The easiest way I've ever seen to do it is using the clock of whichever desktop environment you're using, when it has the option of using NTP. Whether or not it clashes with other NTP setups or whatever else, I have no idea. I'm a little confused about the different options there are, and whether or not they conflict with each other, etc.


----------



## gordon@ (Jul 24, 2010)

In FreeBSD, I recommend you use both ntpdate and ntpd. ntpdate will set the clock when you first boot so it's close enough that ntpd will work with it.

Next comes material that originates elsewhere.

PR #208, opened 2020-04-10
pam_unix: modernize example in manual page

topimiettinen:
According to crypt(5), md5 should not be used for new hashes. Let's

You can just add the following to /etc/rc.conf:


```
ntpd_enable="YES"
ntpdate_enable="YES"
```

Then read through /etc/ntp.conf. It's pretty well documented so it should be pretty obvious what to set.


----------



## gilinko (Jul 24, 2010)

Or install openntpd from ports, which is much simpler and in my opinion works a lot better then the native ntpd daemon. No need to worry about stratum or anything else like that, just point it at a ntp server and let it go. However do use ntpdate to set the time and date on boot, to always have a good clock to start with.


----------



## rbelk (Jul 24, 2010)

gordon@ said:
			
		

> In FreeBSD, I recommend you use both ntpdate and ntpd. ntpdate will set the clock when you first boot so it's close enough that ntpd will work with it.
> 
> You can just add the following to /etc/rc.conf:
> 
> ...



Gordon, I've only use ntpd only at startup. I guess it doesn't make a difference though.


```
#----------ntp config
ntpd_enable="YES"
ntpd_sync_on_start="YES"
```


----------



## drp (Jul 24, 2010)

> ntpd_enable="YES"
> ntpd_sync_on_start="YES"


Thanks, rbelk, that works for me. When I tried it the other way, it was giving me errors saying "hostname nor servname provided" and "cannot find host" or "cannot resolve host" or something along those lines. Now it's working fine.


----------



## drp (Jul 24, 2010)

That's just what I was looking for, that's the simplest thing I can think of doing.


----------



## gordon@ (Jul 24, 2010)

Ah, looks like ntpd_sync_on_start does the same thing that ntpdate does for you. Good to know (to avoid having to fork an additional process during bootup).


----------



## phoenix (Jul 24, 2010)

gilinko said:
			
		

> Or install openntpd from ports, which is much simpler and in my opinion works a lot better then the native ntpd daemon. No need to worry about stratum or anything else like that, just point it at a ntp server and let it go. However do use ntpdate to set the time and date on boot, to always have a good clock to start with.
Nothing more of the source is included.